WHAT TO PRODUCE
Your answer should be one number: how many lines of the data include the string "implementation"?

(Items from a data source)
PR #1832, opened 2023-02-03
RSDK-1678 Add Fake SLAM Model

jeremyhyde-viam:
This PR adds a fake slam model that can return positions, images, point clouds, or internal state from an aligned set of data taken from Cartographer. This should provide a useful basis for the frontend and design teams to begin working on the UI design.

JIRA Ticket: [RSDK-1678](https://viam.atlassian.net/browse/RSDK-1678)

[RSDK-1678]: https://viam.atlassian.net/browse/RSDK-1678?atlOrigin=eyJpIjoiNWRkNTljNzYxNjVmNDY3MDlhMDU5Y2ZhYzA5YTRkZjUiLCJwIjoiZ2l0aHViLWNvbS1KU1cifQ

PR #1836, opened 2023-02-06
[RSDK-1678] add fake slam

nicksanford:
This PR adds a fake slam model that can return positions, images, point clouds, or internal states from an aligned set of data taken from Cartographer. This should provide a useful basis for the frontend and design teams to begin working on the UI design.

NOTE: There are error cases that will cause the real slam service to fail (like not providing all the config params required of a real slam service), which are not covered in the fake.

Also, this PR only implements 2 old (and deprecated) SLAM APIs `GetMap` & `GetPosition`, both of which will change as part of the in-progress Map Representation project [scope](https://docs.google.com/document/d/13OEt7HX33605dtl-uN1ESNTiB8jpRk-W9oquI16WYGM/edit#heading=h.tcicyojyqi6c). 

Furthermore, there is also a scope doc which is yet to be approved which proposes changing GetInternalState & GetPointCloud map to streaming APIs [scope](https://docs.google.com/document/d/1ppTGz6MuowVsLQfioLb2dDErHses8lslJSIU-LWckQ0/edit#)

Tested via:
```bash
# GetMap - pointcloud/pcd
# NOTE: Has side effect of advancing the pointcloud returned
# request pcd, save to json file
viam robot part run --robot nick-slam-mac --location "First Location" --organization "Nick's Org" -part nick-slam-mac-main  -d '{"name": "slam1", "mime_type": "pointcloud/pcd"}' viam.service.slam.v1.SLAMService.GetMap > pointcloud.pcd.json

# decode pointcloud to binary pcd
cat pointcloud.pcd.json| jq -r '.pointCloud.pointCloud'  | base64 -d > pointcloud.pcd


# GetMap - image/jpeg
# NOTE: Has side effect of advancing the pointcloud returned
# request jpeg, save to jpeg file
viam robot part run --robot nick-slam-mac --location "First Location" --organization "Nick's Org" -part nick-slam-mac-main  -d '{"name": "slam1", "mime_type": "image/jpeg"}' viam.service.slam.v1.SLAMService.GetMap | jq -r '.image' | base64 -d > pointcloud.jpeg
open pointcloud.jpeg

# GetPosition
viam robot part run --robot nick-slam-mac --location "First Location" --organization "Nick's Org" -part nick-slam-mac-main  -d '{"name": "slam1"}' viam.service.slam.v1.SLAMService.GetPosition
{
  "pose": {
    "referenceFrame": "slam1",
    "pose": {
      "x": -16.026550335201357,
      "y": 24.30166863913668,
      "z": 0,
      "oX": 0,
      "oY": 0,
      "oZ": 1,
      "theta": 25.835579531133902
    }
  },
  "extra": null
}

# GetInternalState
viam robot part run --robot nick-slam-mac --location "First Location" --organization "Nick's Org" -part nick-slam-mac-main  -d '{"name": "slam1"}' viam.service.slam.v1.SLAMService.GetInternalState | jq -r '.internalState' | base64 -d > internal_state.pbstream
```

Config:
```json
{
  "services": [
        {
            "name": "slam1",
            "type": "slam",
            "model": "fake"
        }   
  ]
}
```

JIRA Ticket: [RSDK-1678](https://viam.atlassian.net/browse/RSDK-1678)

[RSDK-1678]: https://viam.atlassian.net/browse/RSDK-1678?atlOrigin=eyJpIjoiNWRkNTljNzYxNjVmNDY3MDlhMDU5Y2ZhYzA5YTRkZjUiLCJwIjoiZ2l0aHViLWNvbS1KU1cifQ

Original PR: https://github.com/viamrobotics/rdk/pull/1832


services/slam/fake/slam_test.go
```diff
@@ -0,0 +1,173 @@
...
+	t.Run("Test getting a PCD map advances the test data", func(t *testing.T) {
+		slamSvc := &FakeSLAM{Name: "test"}
+		extra := map[string]interface{}{}
+		verifyGetMapStateful(t, rdkutils.MimeTypePCD, slamSvc, extra)
+	})
+
+	t.Run("Test getting a JPEG map advances the test data", func(t *testing.T) {
+		slamSvc := &FakeSLAM{Name: "test"}
+		extra := map[string]interface{}{}
+		verifyGetMapStateful(t, rdkutils.MimeTypeJPEG, slamSvc, extra)
```
nicksanford, line 54: As a note, this test takes ~30 seconds on my laptop due to the overhead of encoding & decoding jpegs.

services/slam/fake/slam.go
```diff
@@ -0,0 +1,160 @@
...
+	Name      string
+	dataCount int
+}
+
+func (slamSvc *SLAM) GetMap(ctx context.Context, name, mimeType string, cp *referenceframe.PoseInFrame,
+	include bool, extra map[string]interface{},
+) (string, image.Image, *vision.Object, error) {
+	var err error
+	var img image.Image
+	var vObj *vision.Object
```
tessavitabile, line 72: Will `img` and `vObj` both be nil here initially?

services/slam/fake/slam.go
```diff
@@ -0,0 +1,160 @@
...
+
+	substrings := strings.Split(string(data), " | ")
+
+	point, err := extract(strings.Split(substrings[0], " "))
+	if err != nil {
+		return nil, err
+	}
+	xyz := r3.Vector{X: point[0], Y: point[1], Z: point[2]}
+
+	orientations, err := extract(strings.Split(substrings[1], " "))
```
tessavitabile, line 121: Does the file contain axis-angle representation or orientation vector?

services/slam/fake/slam.go
```diff
@@ -0,0 +1,160 @@
...
+	if err != nil {
+		return nil, err
+	}
+
+	ori := spatialmath.NewR4AA()
```
tessavitabile, line 126: `NewR4AA()` returns an axis-angle, so I would name the variable `axisAngle` or something, to avoid confusion.

services/slam/fake/slam_test.go
tessavitabile: Just curious why the cartographer maps are saved as pngs instead of jpegs. If we saved as jpegs, decoding would be cheaper, and we might even be able to return a lazy jpeg from GetMap and avoid doing any decoding/encoding.

services/slam/fake/slam.go
```diff
@@ -0,0 +1,160 @@
...
+		x, err := strconv.ParseFloat(v, 64)
+		if err != nil {
+			return nil, err
+		}
+		elems[i] = x
+	}
+	return elems, nil
+}
+
+func (slamSvc *SLAM) GetInternalState(ctx context.Context, name string) ([]byte, error) {
```
tessavitabile, line 150: We probably could leave this unimplemented, since it's not used by the UI, but fine to leave as is, in case we need it in the future.

services/slam/fake/slam.go
```diff
@@ -0,0 +1,160 @@
...
+				config config.Service,
+				logger golog.Logger,
+			) (interface{}, error) {
+				return &SLAM{Name: config.Name, dataCount: 1}, nil
+			},
+		},
+	)
+}
+
+var _ = slam.Service(&SLAM{})
```
tessavitabile, line 58: I'm surprised this works. Have we not yet added GetPointCloudMap and GetPositionNew to the SLAM service definition?

services/slam/fake/slam.go
```diff
@@ -0,0 +1,160 @@
...
+	slamSvc.incrementDataCount()
+
+	switch mimeType {
+	case rdkutils.MimeTypePCD:
+		f, err := os.Open(artifact.MustPath(fmt.Sprintf(pcdTemplate, slamSvc.dataCount)))
+		if err != nil {
+			return "", nil, nil, err
+		}
+		defer utils.UncheckedErrorFunc(f.Close)
+		pc, err := pointcloud.ReadPCDToBasicOctree(f)
```
tessavitabile, line 84: The old GetMap isn't expected to return an octree.

tessavitabile (commented):
Looks good! A few comments/questions.

services/slam/fake/slam_test.go
nicksanford: These are what Jeremy collected. I can convert them to jpegs & see if that speeds up the test suite.

services/slam/fake/slam.go
nicksanford: This is fake.SLAM, not slam.SLAM.

services/slam/fake/slam.go
nicksanford: Yep, I wouldn't have implemented it but Jeremy already did the work so I figured it didn't hurt to leave it in, even if the UI won't use it.

services/slam/fake/slam.go
nicksanford: It is this slam: https://github.com/viamrobotics/rdk/pull/1836/files#r1098790112

services/slam/fake/slam.go
nicksanford: This is how Jeremy generated the dataset: https://github.com/jeremyhyde-viam/rdk/commit/bc06b04b7a8d06b560c7fe8f7439a6a0d3040b12#diff-041927d429c5b9c2868ecfc5c12d0aa719ea98978dad15f65ab76f25c5440435R594

& uses `p.Orientation().AxisAngles().RX` `p.Orientation().AxisAngles().RY` `p.Orientation().AxisAngles().RZ` `p.Orientation().AxisAngles().Theta`

So I assume orientation vector?

nicksanford: Also, sorry but I don't understand the distinction between the two.

services/slam/fake/slam.go
nicksanford: I don't think it is. GetMap is returning a `*vision.Object` if the mime-type is `pointcloud/pcd`.  

vision.NewObject only requires its input to fulfill the pointecloud interface (which both KDTrees & Octrees do). 

I was under the impression that the acceptance criteria for the Octree work is that Octree & KDTree values created from the same PCD file are indistinguishable (other than space & runtime performance) when interacted with via the PointCloud interface methods alone (which I think is what vision.NewObject does. 

My impression is that you would get functionally the same vObj value if you did 
```
pc, _ := pointcloud.ReadPCDToKDTree(f)
vObj, _ = vision.NewObject(pc)
```

or 
```
pc, _ := pointcloud.ReadPCDToBasicOctree(f)
vObj, _ = vision.NewObject(pc)
```

Is that not true?

services/slam/fake/slam.go
tessavitabile: If this is calling `AxisAngles()` then it's using axis angles instead of the orientation vector coefficients. Slam GetPose is supposed to return a pose, which includes an orientation vector. See this doc for the difference: https://docs.google.com/document/d/1kPj6WqJmm1x5WJkI6LwWZE9fPQZDK3TFIXcB5YtTplg/edit. And documentation for pose: https://github.com/viamrobotics/api/blob/782f2d07a2c1b67709e703a49459ec53eba5af2d/proto/viam/common/v1/common.proto#L32

services/slam/fake/slam.go
tessavitabile: I think it's fine to construct an axis angle here, and pass it into `NewPose`, but I just suggest naming it so that it's clear it's an axis angle.

services/slam/fake/slam.go
tessavitabile: Yes, it's fine to return an Octree here, but it's not what the current GetMap does, so if we're trying to mimic the current GetMap, then I would not create an octree here. But since it does fulfill the PointCloud interface and GetMap is also going away, this isn't that important, so feel free to resolve.

services/slam/fake/slam.go
tessavitabile: Oh I see. I think the fake slam needs to fulfill the SLAM service interface and include GetPointCloudMap and GetPositionNew (either in this PR, or in a follow-up).

services/slam/fake/slam.go
nicksanford: Short answer is yes.

More specifically:
`img` is `nil` here
`vObj` is `(*vision.Object)(nil)`, which b/c it is not an interface value, `pcData == nil` returns `true`, which is good.

B/c one of the return values of `GetMap` is `*vision.Object`, even in the early returns where it is explicitly set to `nil` in server.go, the vision object pointer will still be `(*vision.Object)(nil)`
 
This is following the same pattern in builtin.go https://github.com/viamrobotics/rdk/blob/main/services/slam/builtin/builtin.go#L499

services/slam/fake/slam.go
nicksanford: I've renamed the variables to denote axis angles & called `spatialmath.NewR4AA().AxisAngles()` before setting the struct members, so I believe I'm now setting the pose using the same representation as the archive data, but please correct me if I've misunderstood.

services/slam/fake/slam.go
tessavitabile: thank you!

services/slam/fake/slam.go
tessavitabile: Yes, this looks correct to me, if the archive data is using axis angle representation.

services/slam/fake/slam.go
nicksanford: Yep absolutely. I was thinking of adding those endpoints once they are added to `slam/builtin.go` & we have clarity on whether or not the map & internal state endpoints will be streaming. Would that be acceptable?

services/slam/fake/slam.go
nicksanford: I've changed the variable name & called it `.AxisAngles()` on the RIAA struct to make it clear that indeed, all the pose data is in axis angle representation. How does that look?

services/slam/fake/slam.go
tessavitabile: yes, sounds good! do you mind filing a ticket for this?

services/slam/fake/slam.go
tessavitabile: looks good to me!

services/slam/fake/slam_test.go
nicksanford: @JohnN193 has recommended to me offline to not convert them to JPEGS as doing so would hide the fact that currently, the vision/image encode/decode code is the source of these inefficiencies, which are also present in the live version of GetMap.

services/slam/fake/slam.go
nicksanford: done! https://viam.atlassian.net/browse/RSDK-1865

services/slam/fake/slam.go
nicksanford: @tessavitabile On further investigation... I think you might have caught a bug. 

I changed this function to use `ReadPCD` rather than `ReadPCDToBasicOctree` which fixes the issue with the frontend PCD viewer not being able to render the PCD.

Does that mean that our octree implementation has a bug & that I should create a ticket to investigate?

services/slam/fake/slam_test.go
tessavitabile: I don't think it's important, since we're removing GetMap soon.

services/slam/fake/slam.go
tessavitabile: thank you!

services/slam/fake/slam.go
tessavitabile: Yes, that's a good idea. Good find!

services/slam/fake/slam_test.go
JohnN193: to be clear, cartographer does **not** return PNGs, and I am not sure why these were saved as PNGs initially. I did not believe it was necessary to convert the PNGs Jeremy recorded to JPEGs though for this implementation

JohnN193 (approved):
LGTM

services/slam/fake/slam_test.go
nicksanford: I'm going to leave this data set as is given that this endpoint is going away anyway & I'd really like to get this PR merged ASAP so I don't block frontend 2d map work on this PR anymore.

services/slam/fake/slam_test.go
```diff
@@ -0,0 +1,177 @@
...
+			extra,
+		)
+		test.That(t, err, test.ShouldBeError, "received invalid mimeType for GetMap call")
+		test.That(t, mimeType, test.ShouldEqual, "")
+		test.That(t, vObj, test.ShouldBeNil)
+		test.That(t, im, test.ShouldBeNil)
+	})
+}
+
+func verifyGetMapStateful(t *testing.T, mimeType string, slamSvc *SLAM, extra map[string]interface{}) {
```
nicksanford, line 105: I removed the image tests from this as they were timing out in CI & we are not going to need them after the Map Representation project.

services/slam/fake/slam_test.go
```diff
@@ -0,0 +1,173 @@
...
+
+func TestFakeSLAMPosition(t *testing.T) {
+	slamSvc := &SLAM{Name: "test", logger: golog.NewTestLogger(t)}
+	pInFrame, err := slamSvc.Position(context.Background(), slamSvc.Name, map[string]interface{}{})
+	test.That(t, err, test.ShouldBeNil)
+	test.That(t, pInFrame.Parent(), test.ShouldEqual, slamSvc.Name)
+
+	// These test ranges as I observed different floating point values
+	// between M1 mac hosts and amd64 hosts for the same test data.
+	test.That(t, pInFrame.Pose().Point().X, test.ShouldBeBetween, 1.860775180178, 1.860775180179)
```
nicksanford, line 24: I hate testing this way but testing the exact floating point values yielded slightly different results between m1 macs & arm64 ci servers.

services/slam/fake/slam.go
```diff
@@ -0,0 +1,171 @@
...
+
+	axisAngle := spatialmath.NewR4AA().AxisAngles()
+	axisAngle.RX, axisAngle.RY, axisAngle.RZ, axisAngle.Theta = rawAA[0], rawAA[1], rawAA[2], rawAA[3]
+	pose := spatialmath.NewPose(xyz, axisAngle)
+	pInFrame := referenceframe.NewPoseInFrame(name, pose)
+
+	return pInFrame, nil
+}
+
+// GetInternalState returns the internal state of a slam algo. Curently the internal state of cartogropher.
```
tessavitabile, line 146: "Curently" should be "Currently"

services/slam/fake/slam.go
```diff
@@ -0,0 +1,171 @@
...
+	slamSvc.logger.Debug("Reading " + path)
+	data, err := os.ReadFile(path)
+	if err != nil {
+		return nil, err
+	}
+	return data, nil
+}
+
+func (slamSvc *SLAM) incrementDataCount() {
+	slamSvc.dataCount = ((slamSvc.dataCount + 1) % maxDataCount)
```
tessavitabile, line 158: Maybe add a comment that we only ever expect one browser open for fake slam, so it's okay this isn't thread-safe?

tessavitabile (approved):

services/slam/fake/slam.go
nicksanford: Good call. Done

services/slam/fake/slam.go
nicksanford: 🤦 thank you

OUTPUT FOR THIS EXERCISE
2